Features of Java
Following are the notable features of Java:
In Java, everything is an Object. Java can be easily extended since it is based on the Object model.
Unlike many other programming languages including C and C++, when Java is compiled, it is not compiled into platform specific machine, rather into platform-independent byte code. This byte code is distributed over the web and interpreted by the Virtual Machine (JVM) on whichever platform it is being run on.
Java is designed to be easy to learn. If you understand the basic concept of OOP Java, it would be easy to master.
With Java's secure feature it enables to develop virus-free, tamper-free systems. Authentication techniques are based on public-key encryption.
Java compiler generates an architecture-neutral object file format, which makes the compiled code executable on many processors, with the presence of Java runtime system.
Being architecture-neutral and having no implementation dependent aspects of the specification makes Java portable. The compiler in Java is written in ANSI C with a clean portability boundary, which is a POSIX subset.
Java makes an effort to eliminate error-prone situations by emphasizing mainly on compile time error checking and runtime checking.
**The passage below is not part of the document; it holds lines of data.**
PR #490, opened 2025-02-12
Make autoStart option consistent with the other options

mribeirodantas:
There are options following the `--mount-data` standard, and then `--autoStart`. This PR makes the latter consistent with the other options (`--auto-start`).


georgi-seqera (approved):
Thank you very much 🫡

endre-seqera (approved):

PR #495, opened 2025-03-06
Update version to 0.11.1 for new [release]

georgi-seqera:
Creating new release with new options for session management of Studios. [PLAT-1326](https://seqera.atlassian.net/browse/PLAT-1326)

#### Changes to existing studio commands/options:
* `start-as-new` command renamed to `add-as-new`
* the autostart option has been renamed for consistency from `--autoStart` to `--auto-start`
* for mount-data option has been renamed for clarity from `--mount-data-refs` to `--mount-data-uris` for when providing a data-link URI (e.g. s3://nextflow-bucket,s3://another-bucket)

Note: @ejseqera based on feedback from people at demos, we have done some renaming mentioned above of options like the `--autoStart` and `--mount-data-refs` that I think would require a corresponding change in [seqerakit](https://github.com/seqeralabs/seqera-kit/blob/870c4f7689ebc7fd7ca4795dbf39481ed36e4371/templates/studios.yml#L19-L20).

Since the studios functionality is pretty new, we've opted to just rename it directly, instead of deprecating and creating separate one. Would it be an easy fix to rename these in seqerakit?

#### New studio functionality/options:
* Add `--lifespan` option to studios add, add-as-new and start commands.
* Add `--private` option flag to studios add, add-as-new command
* Add `--labels` option taking key=value pairs list e.g. `--labels env=dev,compute=aws`
   * Currently, the labels option will set the labels as they are (not appending) - this is consistent with the other commands in the CLI
   * Labels are searched to find existing ones and if not found, are created (creation permissioning relies on the backend endpoint role authorisation)
   * for `add` command, if `--labels` not provided - backend defaults to compute-env labels
   * for `add-as-new` command, if --labels not provided - backend defaults to copy over labels from parent studio
   * labels can be removed by specifying `--labels=""`
   * Add `--labels` option flag to studios list command to enrich labels to studios list output

[PLAT-1326]: https://seqera.atlassian.net/browse/PLAT-1326?atlOrigin=eyJpIjoiNWRkNTljNzYxNjVmNDY3MDlhMDU5Y2ZhYzA5YTRkZjUiLCJwIjoiZ2l0aHViLWNvbS1KU1cifQ


endre-seqera (approved):

tcrespog (commented):
Just a couple of comments for the record, as the latest version of the CLI cannot be used yet due to the Cloud API version being `1.30.0` and the minimum CLI version being `1.31.0`. No big deal, it should catch up in the next release.

PR #496, opened 2025-03-11
Propagate CE pre-run and post-run scripts on pipeline launch

tcrespog:
### Description

- Replicate behaviour found in the GUI, which sets the value of the pre-run and post-run scripts to those of the CE if they are undefined.
- Consider empty strings to be undefined values (equivalent to `null`).

### Guidelines for testing

- [ ] Using the CLI, launch a pipeline **with** pre-run script, post-run script and Nextflow config defined: the values of the pipeline are the ones that are taken into account.
- [ ] Using the CLI, launch a pipeline **with** pre-run script, post-run script and Nextflow config defined using a CE that also has pre-run script, post-run script and Nextflow config defined: the values of the pipeline are the ones that are taken into account.
```
export TOWER_API_ENDPOINT=...
export TOWER_WORKSPACE_ID=...
export TOWER_ACCESS_TOKEN=...

tw launch --compute-env my-compute-env my-pipeline
```
- [ ] Using the CLI, launch a pipeline **without** pre-run script, post-run script and Nextflow config defined using a CE that also has pre-run script, post-run script and Nextflow config defined: the  values of the CE are the ones that are taken into account.


daria-seqera:
Hm, I've been trying to test this behaviour locally, however it works for me even before this fix (tried both the natively-compiled version from `master` and the linux one from the latest release).
What I'm doing is to run the following command:
```
TOWER_API_ENDPOINT=http://localhost:8080 ./tw --insecure launch test-cli-ce-pre-post --post-run=../pre-run-sh
```
`test-cli-ce-pre-post` has both scripts defined in the CE, and I can see that the `post-run` is being overwritten by my argument

Also, I wasn't sure whether you meant that the scripts are defined when you add a pipeline, or when you launch it, so I tested the other scenario too, where I have the scripts defined in the CE, and then overwritten when adding the pipeline. Not providing parameters from the cli:
```
TOWER_API_ENDPOINT=http://localhost:8080 ./tw --insecure launch test-ce-pre-post-redefined
```
and it also worked correctly.


What am I missing?

weronikasosnowskaseqera (approved):
Hey @tcrespog do we want to move this forward?

JaimeSeqLabs (approved):

tcrespog:
> Hey @tcrespog do we want to move this forward?

Hi, @weronikasosnowskaseqera. I realized that the `nextflowConfig` field has the same behaviour as `preRunScript` and `postRunScript`; however, `nextflowConfig` is not present among the class fields, so it requires an explicit update of the SDK. I was planning to do that, but had to address other matters.

georgi-seqera:
Hey @tcrespog - I have a [PR](https://github.com/seqeralabs/tower-cli/pull/514) with another version bump of the tower-java-sdk to a version that would supersede the one in this PR. 
Would that be safe to merge without this PR or is this one a prerequisite to be merged in first? 
The changes in this one look backwards compatible to me, but double checking.

PR #505, opened 2025-04-16
decrease api version, add docs

endre-seqera:
Decrease needed API version, as it was bumped too far ahead.
Add documentation to VERSION-API to avoid possible future occurrence


pgeadas (approved):

VERSION-API
```diff
@@ -1 +1,3 @@
-1.38.0
+1.37.0
+// Only first line of this file is read
+// This version should never be bumped higher, then the current Platform API Version deployed in Cloud Production: https://cloud.seqera.io/api/service-info
```
tcrespog, line 3: What do you think about also including something such as "the version should be bumped to the minimum version where dependent API changes were introduced"? I'm saying this because, even if a particular version of the API/SDK is used, the functionalities implemented with it might have been available since previous versions: this is what happened [here](https://github.com/seqeralabs/tower-cli/pull/495#discussion_r1991794603), for example.

tcrespog (approved):

georgi-seqera (approved):

PR #513, opened 2025-05-13
feat: Add Azure Repos as credentials provider

### LINKED ISSUE #512: Credentials add missing azurerepos option
The API supports adding the azurerepos credential type, but this is missing from the CLI.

With Java's multithreaded feature it is possible to write programs that can perform many tasks simultaneously. This design feature allows the developers to construct interactive applications that can run smoothly.
Java byte code is translated on the fly to native machine instructions and is not stored anywhere. The development process is more rapid and analytical since the linking is an incremental and light-weight process.
With the use of Just-In-Time compilers, Java enables high performance.
Java is designed for the distributed environment of the internet.
Java is considered to be more dynamic than C or C++ since it is designed to adapt to an evolving environment. Java programs can carry an extensive amount of run-time information that can be used to verify and resolve accesses to objects at run-time.